If the 50 losers are uncovered at random (unlikely, but obviously possible) then either of the remaining cards is equally likely to be the winner.
I’m reminded of the Martingale. After two heads in a row, bet a bunch on tails, as three heads in a row only happens 12.5% of the time. But in reality the next flip is still 50-50. Why?
Because two heads in a row only happens 25% of the time in the first place, so you’ve already realized the low-percentage event you’re trying to capitalize on. Having been painted into a 25% total probability corner, you still have the original 12.5% chance for a third head, but there’s only 12.5% chance left, which is the chance for a tail. So you’ve got a 12.5% chance for heads, a 12.5% chance for tails, and a 75% chance of never have gotten here in the first place.
Gladly, but I have to run right now. Look for a response either later this afternoon or late tonight/early tomorrow morning. (Unless a helpful poster wants to explain the relevant aspects of the line bets in craps.)
If he opens the prize, then there is no problem. If he opens a zonk, it is then the Monty Hall problem, and the randomness/motivation of his choice affects nothing; it’s still 1:2.
Patently false. Try a computer simulation and see for yourself.
Ellis Dee - your knowledge of odds and your calculations are correct. However, you have missed the key assumption when trying to understand these calculations. [Now that I re-read this post I put together, a better example would be to illustrate what has been repeated to saoirse]
Let me try to simplify things:
A) If Monty randomly opens a door after you picked, without any further motivation on his part, then you standing pat is a 50-50 chance of winning; likewise, choosing the last remaning door has a 50-50 chance of winning (as others have already correctly pointed out).
Conversely,
B) If Monty only opens a door after you picked and always reveals a zonker, then the best way to maximize your odds is to always choose to pick the last remaining door.
Well I’m now in the “I get it camp”. Re-examining the “3 possibilities” diagram I see that the two scenarios I claimed were distinct are in fact the same (probability wise) as the other two scenarios.
Bring it on Monty!
There we disagree.
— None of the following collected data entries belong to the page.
PR #4998, opened 2023-07-28
fix: skip routes in mixpanel page tracking

firebomb1:
## Description

Following #4991, Mixpanel actually also records the full URL of the page in an internal variable (`$current_url`) for events and we prefer to not keep these. Just removing them from the `pathname` (a custom attribute we added) was insufficient so we should skip tacking these specific `Page View` events all together for these paths.

## Pull Request Type

## Risk
Limited. Mixpanel tracking related only, we will track less events (not more unlike a recent change 😅 ).

### Engineering

Check the event `Page View` isn't sent to Mixpanel for unwanted pages.

### Operations
None required.


src/lib/mixpanel/helpers.ts
```diff
@@ -8,23 +7,11 @@ import type { AssetsById } from 'state/slices/assetsSlice/assetsSlice'
 import { getMixPanel } from './mixPanelSingleton'
 import type { MixPanelEvents, TrackOpportunityProps } from './types'
 
-export const mapMixpanelPathname = (pathname: string, assets: AssetsById): string => {
+// Returns an altered path when necessary or false if the path should not be tracked for privacy
```
gomesalexandre, line 10: Can we make this `string | null` pls

src/context/BrowserRouterProvider/BrowserRouterProvider.tsx
```diff
@@ -34,8 +34,9 @@ export function BrowserRouterProvider({ children }: BrowserRouterProviderProps)
   }, [appRoutes, location.pathname])
 
   useEffect(() => {
-    const redactedPathname = mapMixpanelPathname(location.pathname, assets)
-    getMixPanel()?.track(MixPanelEvents.PageView, { pathname: redactedPathname })
+    const processedPathname = mapMixpanelPathname(location.pathname, assets)
+    if (processedPathname !== false)
```
gomesalexandre, line 38: We can keep the current name, perhaps prepending `maybe` if we want to make it clear this isn't necessarily going to be defined anymore, and check for `(redactedPathname)` below

firebomb1: It will be defined for any event that isn't filtered by the `false` value. And now we only "redact" the `/asset/` paths but it's more for better readability than to redact anything sensitive, the paths that were "redacted" are now purely skipped... hence the variable name change. But if you prefer the old name, I can change it, please confirm.

gomesalexandre (commented):
@twblack88 @reallybeard if we're happy removing these events let's get this in

src/lib/mixpanel/helpers.ts
firebomb1: Done

src/context/BrowserRouterProvider/BrowserRouterProvider.tsx
firebomb1: Done with `maybePathname`

reallybeard:
This is fine with me. Like mentioned in the comments we get the current page when other events are fired. So this was more of a nice to have anyways.

On behalf of product this is 👌🏼

firebomb1:
> This is fine with me. Like mentioned in the comments we get the current page when other events are fired. So this was more of a nice to have anyways.
> 
> On behalf of product this is 👌🏼

Thanks. Sorry if I wasn't clear `pathname` remains for all Page View events, we just skip tracking for certain pages. So it will still be usable if needed, there are just pages/paths we stop to tracking 👍

gomesalexandre (approved):
Tested locally against prod Mixpanel, confirmed this does what it says on the box.
tyvm ser 🐐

A vital aspect of the original Monty Hall problem (OMHP?) is the fact that Monty knows what’s behind the unchosen doors, and always opens one that offers a zonk.
Well, “patently” means “obviously” and I’d submit that even if false, this thread indicates that it’s less than obvious. But I believe my statement is true.
We are presuming a pack of 52 different cards, of which one (say, the Ace of Spades) has been declared the winner. I choose one. Remaining cards are then chosen at random and revealed. If this reaches the point where 50 cards have been exposed and the winning card has not yet been seen, how does the chance that my card is the winner compare to the chance that the one unturned card is?
I say they are equal. Indeed, at any point in this game, all unturned cards - mine and all the others not yet exposed - have an equal chance of being the winner. (If the selection process is truly random, how can it be otherwise?) Most trials end before 50 cards have been turned. The probability that the Ace of Spades is the final card is one in 52 - the same as for my original choice.
When the OMHP is extended to a deck of cards, things are different: I pick a card and then we have Monty carefully checking each card before deciding to expose it. The process of choosing cards is anything but random. Every trial reaches the point where 50 cards are exposed. But we know this is nearly always because Monty has encountered the winner before the end and has chosen to suppress it.